---------- Available data ----------

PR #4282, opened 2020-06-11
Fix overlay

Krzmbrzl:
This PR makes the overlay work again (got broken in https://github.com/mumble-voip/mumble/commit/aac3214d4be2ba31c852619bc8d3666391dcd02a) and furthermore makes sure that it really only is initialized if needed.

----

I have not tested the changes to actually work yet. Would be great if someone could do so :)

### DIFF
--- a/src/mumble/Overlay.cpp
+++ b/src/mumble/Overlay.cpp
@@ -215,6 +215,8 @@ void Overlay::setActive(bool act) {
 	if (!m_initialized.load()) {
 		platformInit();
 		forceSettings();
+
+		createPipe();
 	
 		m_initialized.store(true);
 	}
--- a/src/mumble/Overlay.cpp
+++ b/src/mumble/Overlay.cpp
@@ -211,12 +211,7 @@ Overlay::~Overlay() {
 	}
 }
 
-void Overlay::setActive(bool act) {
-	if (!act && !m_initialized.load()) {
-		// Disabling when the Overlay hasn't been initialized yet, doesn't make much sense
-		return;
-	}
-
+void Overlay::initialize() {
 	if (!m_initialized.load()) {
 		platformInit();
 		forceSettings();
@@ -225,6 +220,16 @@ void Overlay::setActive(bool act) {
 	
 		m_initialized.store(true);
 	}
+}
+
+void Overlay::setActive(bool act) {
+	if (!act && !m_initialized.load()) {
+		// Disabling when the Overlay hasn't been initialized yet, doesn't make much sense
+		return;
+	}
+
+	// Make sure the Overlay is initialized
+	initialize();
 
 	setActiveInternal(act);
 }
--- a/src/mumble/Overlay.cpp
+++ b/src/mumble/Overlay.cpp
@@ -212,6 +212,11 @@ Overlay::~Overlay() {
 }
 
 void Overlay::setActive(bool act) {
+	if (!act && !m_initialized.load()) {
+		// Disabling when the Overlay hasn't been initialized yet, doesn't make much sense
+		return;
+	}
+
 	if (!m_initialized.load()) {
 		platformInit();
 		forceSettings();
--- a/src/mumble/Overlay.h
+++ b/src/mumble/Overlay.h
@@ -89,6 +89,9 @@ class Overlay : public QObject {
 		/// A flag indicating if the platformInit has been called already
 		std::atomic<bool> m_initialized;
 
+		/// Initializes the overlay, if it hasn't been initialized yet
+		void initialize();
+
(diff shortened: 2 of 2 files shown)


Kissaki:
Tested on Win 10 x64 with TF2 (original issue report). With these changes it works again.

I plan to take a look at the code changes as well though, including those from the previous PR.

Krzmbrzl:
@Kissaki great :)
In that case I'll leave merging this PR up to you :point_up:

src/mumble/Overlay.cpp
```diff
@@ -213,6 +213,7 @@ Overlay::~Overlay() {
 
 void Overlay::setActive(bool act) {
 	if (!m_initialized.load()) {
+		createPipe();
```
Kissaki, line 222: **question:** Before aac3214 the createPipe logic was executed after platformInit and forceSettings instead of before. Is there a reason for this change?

----------

Aim of the task - How many lines in the records contain the string "void"? Give the number by itself.

Expected output - 8